Go over the data and keep only the lines that include "virginiafriedrich".

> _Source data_

- - - - - - -

PR #960, opened 2020-06-04
feat(dataset): description display has ben shortened

vfried:
The description is now cropped... This is just a proposal, when the user hovers over the description he can see a bit more, we can do changes to this by just cropping and not showing more.

We could also crop the creator's list, in most cases is not too long but in other it could be.

image

TEST: https://virginiatest.dev.renku.ch/projects/virginiafriedrich/project-11/datasets
https://virginiatest.dev.renku.ch/projects/virginiafriedrich/markdown-images/datasets

### DIFF
--- a/client/src/project/Project.css
+++ b/client/src/project/Project.css
@@ -32,33 +32,10 @@ Button.alert-link {
   font-size: 14px;
   margin-block-start: 0.5em;
   margin-block-end: 0.5em;
-  overflow: hidden;
-  text-overflow: ellipsis;
-  display: -webkit-box;
-  -webkit-line-clamp: 3;
+  overflow: hidden; 
   -webkit-box-orient: vertical;
 }
 
-
-.list-group-item:hover .datasetDescriptionText{
-  -webkit-line-clamp: 8;
-}
-
-
-.list-group-item:hover .datasetDescriptionText::after{
-  background: unset;
-}
-
-.datasetDescriptionText:after{
-  content: "";
-  text-align: right;
-  position: absolute;
-  bottom: 0;
-  right: 0;
-  width: 100%;
-  height: 2em;
-  background: linear-gradient(to bottom, rgba(255, 255, 255, 0), rgba(255, 255, 255, 1) 75%);
-}
 
 .datasetAuthors{
   display: block;
--- a/client/src/project/Project.css
+++ b/client/src/project/Project.css
@@ -32,6 +32,40 @@ Button.alert-link {
   font-size: 14px;
   margin-block-start: 0.5em;
   margin-block-end: 0.5em;
+  overflow: hidden;
+  text-overflow: ellipsis;
+  display: -webkit-box;
+  -webkit-line-clamp: 3;
+  -webkit-box-orient: vertical;
+}
+
+
+.list-group-item:hover .datasetDescriptionText{
+  -webkit-line-clamp: 8;
+}
+
+
+.list-group-item:hover .datasetDescriptionText::after{
+  background: unset;
+}
+
+.datasetDescriptionText:after{
+  content: "";
+  text-align: right;
+  position: absolute;
+  bottom: 0;
+  right: 0;
+  width: 100%;
+  height: 2em;
+  background: linear-gradient(to bottom, rgba(255, 255, 255, 0), rgba(255, 255, 255, 1) 75%);
+}
+
+.datasetAuthors{
+  display: block;
+  white-space: nowrap;
+  overflow: hidden;
+  width: 98%;
+  text-overflow: ellipsis;
 }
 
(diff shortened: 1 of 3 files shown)


vfried:
After this is merged I would like to apply these changes to https://dev.renku.ch/datasets as well so that all datasets lists look simmilar.

ciyer (dismissed):
This looks really nice! When you do a squash merge, just remember to include a reference to the issue and PR.

vfried:
@ciyer before i merge, what do you think about the long list of authors? should we display all the authors or shall i just crop it and leave only the first line of authors?

ciyer:
> @ciyer before i merge, what do you think about the long list of authors? should we display all the authors or shall i just crop it and leave only the first line of authors?

Good point, if it is easy to shorten the list of authors to, say a max of 3, in the list view, that would be a good improvement.

vfried:
I shortened the author's list so that it has only one line and made the bottom of the dataset element smaller because it was too big.

Result...
image

ciyer (dismissed):
👍

rokroskar:
The usual convention when an author list is shortened is to use e.g. "Bardi, Alessia, et al." or list the first three with last name, first name + et al. if you want to keep three. But I wouldn't just cut off one of the names in the middle like it is now. 

I'm not sure how I feel about the automatic expansion - I can see this getting pretty annoying if the description is particularly long and/or there are many datasets in the list with long descriptions. Did you consider having a clickable "expand" or "show more" or something like that?

vfried:
@rokroskar 
Authors ---> not sure i follow...  I will crop the list to 3 and add ", et al." at the end.

Yes, that is another option... we can also just crop the description to a few lines and if they want to see more they need to access the dataset. What do we want to do?

vfried:
Result... 
image

rokroskar:
> Yes, that is another option... we can also just crop the description to a few lines and if they want to see more they need to access the dataset. What do we want to do?

I think being able to see the description in the list is nice, but I wouldn't make it automatic. Still though, is there an overall limit to how much we should expand?

vfried:
Regarding the file size... for git lfs files i need to fetch the file before i can display the size of the file... do we want this?

ciyer:
I think the `et al.` if there are more than 3 authors is a good solution. I do not want a button to expand, though. Having a button there will disrupt the visual flow of the page and require an extra click to see the description. I think we should either leave as is (truncated description that can be expanded on mouse over), or just remove the description from the listing entirely.

This current change only applies to the project/dataset listing, but there is a plan to introduce it to the general dataset listing as well.

vfried:
I would truncate the description to one line only maybe...

rokroskar:
I agree, I think just the titles are a little too limiting. I can see the auto expand being especially problematic on the general search/dataset listing page where you just want to scroll through titles and read the first few sentences of a description. Now you would have the text dropping down all the time, potentially. I just checked how it's done on Zenodo and Dataverse and they both just do what we're currently doing to keep the elements all the same size, more or less. So I'd vote for that.

vfried:
Do we like this...
image

ciyer:
> I just checked how it's done on Zenodo and Dataverse and they both just crop to keep the elements all the same size, more or less. So I'd vote for that.

We looked at the Zenodo and Dataverse solutions, but there is a fundamental difference. Zenodo permits stylized content, but doesn't render it in the listing: it just takes the first N words from the description. Dataverse just contains text in its descriptions.

We thought the datasets could look more attractive in listings if we display stylized content in the listing.

See:  https://virginiatest.dev.renku.ch/projects/virginiafriedrich/project-11/datasets / https://virginiatest.dev.renku.ch/projects/virginiafriedrich/project-11/datasets/test-long-description/

rokroskar:
I'm all for seeing stylized content, but you were concerned about an "expand" button breaking the flow of the page - doesn't dropping down potentially many many lines break the flow of the page even more? When what I'm looking at is a _listing_. Just wondering what the thinking is.

ciyer:
> I'm all for seeing stylized content, but you were concerned about an "expand" button breaking the flow of the page - doesn't dropping down potentially many many lines break the flow of the page even more? When what I'm looking at is a _listing_. Just wondering what the thinking is.

This is only on mouse over. If you aren't interested in seeing more information, you can avoid this by not mousing over the description.

rokroskar (approved):
🙌

ciyer:
Just here to document the options considered. Here is the first (truncated/expand on mouse over):

(expand on mouse: truncated)
image

(expand on mouse: expanded)
image

And here is the second:
(always truncated)
image

ciyer (approved):
Took a bit of a detour to get here, but I think in the end, the solution looks very good. 🙌

Issue #703, opened 2019-12-02
Use renku service to create project


ciyer:
# Description

Projects are currently autonomously created in the UI. We should use the renku service to create projects to remove code duplication between the UI and backend and ensure uniform semantics

lorenzo-cavazzi:
The PR for creating the new endpoint in the core service is almost ready SwissDataScienceCenter/renku-python#1287. That requires a small re-work of the `new project` page since we can't use the endpoint for GitLab specific settings that are not stored in the repository (e.g. visibility and description)

lorenzo-cavazzi:
Here is my proposal

For the `description` field, I suggest to drop the current one and use the `description` [implemented in the templates](https://github.com/SwissDataScienceCenter/renku-project-template/tree/master/python-minimal#-name-) -- adjusted if necessary. This requires to change the projects list to avoid showing the `No description available` label to something similar to GitLab.

<kbd><img src="https://user-images.githubusercontent.com/43481553/83043267-f06a3780-a042-11ea-8b79-fd61ad922236.png" /></kbd>

For the visibility, I would leave the dropdown as it is now and invoke the GitLab API once the project is created, along with the KG API for indexing the project (transparent to the user).

We have a lot of extra flexibility on how to chose the repository/repositories to fetch the templates from, and we want to support more than 1 repo (see #641).
I would allow the admins to personalize this page from the [value file](https://github.com/SwissDataScienceCenter/renku-ui/blob/cb074bd8617e61a20f8352f07758b2dcaafddcb7/helm-chart/renku-ui/values.yaml#L61) by changing the `templateRepository` to allow:
1. providing more repositories
2. deciding if users can get templates from custom repositories

This is a stub of the values

```
templates:
  custom: true
  repositories:
   - url: https://github.com/SwissDataScienceCenter/renku-project-template
     ref: 0.1.11
     prefix: Renku
   - url: https://github.com/lorenzo.cavazzi.tech/renku-project-template
     ref: master
     prefix: OpenLab
```

In the UI, I suggest to split the project creation into 2 steps:
1. Select template
![Screenshot_20200527_174459](https://user-images.githubusercontent.com/43481553/83043639-65d60800-a043-11ea-9f19-d9fcf5f70e86.png)
2. Specify project data
![Screenshot_20200527_174433](https://user-images.githubusercontent.com/43481553/83043599-5a82dc80-a043-11ea-874b-1a8907e3f7cf.png)

[...]

PR #961, opened 2020-06-05
feat: improve project search and project list layout

lorenzo-cavazzi:
In #703, we suggest to slightly modify the project list layout, hiding the description when not available.

This PR introduces that change and it fixes a number of other issues related to project list and project search. The idea is to keep the layout consistent at different window sizes while adapting to the content (e.g. missing description, date positioning, ... -- see the screen below or the preview).

Preview: https://lorenzotest.dev.renku.ch/projects

Please feel free to suggest any further improvement.
The final result is closer to the current GitLab project list layout: https://dev.renku.ch/gitlab/

Screenshot_20200608_091701

Screenshot_20200608_091732

Screenshot_20200608_092950

### DIFF
--- a/src/landing/NavBar.js
+++ b/src/landing/NavBar.js
@@ -204,11 +204,10 @@ class LoggedInNavBar extends Component {
     if (null != nextRoute) this.props.history.push(nextRoute);
   }
   render() {
-    // TODO If there is is an active project, show it in the navbar
     return (
       <header>
         <nav className="navbar navbar-expand-sm navbar-light bg-light justify-content-between">
-          <span className="navbar-brand">
+          <span className="navbar-brand mr-2">
             <Link to="/"><img src={logo} alt="Renku" height="24" /></Link>
           </span>
           <button className="navbar-toggler" type="button" data-toggle="collapse" data-target="#navbarSupportedContent"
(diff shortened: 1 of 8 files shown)


src/landing/NavBar.js
```diff
@@ -204,33 +204,34 @@ class LoggedInNavBar extends Component {
...
+          <span className="navbar-brand mr-2">
             <Link to="/"><img src={logo} alt="Renku" height="24" /></Link>
           </span>
           <button className="navbar-toggler" type="button" data-toggle="collapse" data-target="#navbarSupportedContent"
             aria-controls="navbarSupportedContent" aria-expanded="false" aria-label="Toggle navigation">
             <span className="navbar-toggler-icon"></span>
           </button>
 
-          <div className="collapse navbar-collapse" id="navbarSupportedContent">
+          <div className="collapse navbar-collapse flex-wrap" id="navbarSupportedContent">
```
ciyer, line 218: This is very nice!

src/project/list/ProjectList.container.js
```diff
@@ -46,7 +46,7 @@ const urlMap = {
   projectsSearchUrl: "/projects/all",
   projectNewUrl: "/project_new",
   starred: "/projects/starred",
-  yourProjects: "/projects/your_projects"
+  yourProjects: "/projects"
```
ciyer, line 49: Good fix. That has probably been lingering for a while.

lorenzo-cavazzi:
Oh, that doesn't happen with other browsers (Firefox and Chrome).
I believe I have [identified the issue](https://stackoverflow.com/questions/57516373/image-stretching-in-flexbox-in-safari), fixing it should be a matter of adding `flex-direction: colum` to the image parent container.

I updated the preview. Could you check if it looks better?
https://lorenzotest.dev.renku.ch/projects/all?q=cramakri&page=1&orderBy=last_activity_at&orderSearchAsc=false&searchIn=users

lorenzo-cavazzi:
I made a couple of force pushes to squash a few commits and to add the links to the PR in the single commits.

- - - - - - -

> _Answer for the task_
TEST: https://virginiatest.dev.renku.ch/projects/virginiafriedrich/project-11/datasets
https://virginiatest.dev.renku.ch/projects/virginiafriedrich/markdown-images/datasets
See:  https://virginiatest.dev.renku.ch/projects/virginiafriedrich/project-11/datasets / https://virginiatest.dev.renku.ch/projects/virginiafriedrich/project-11/datasets/test-long-description/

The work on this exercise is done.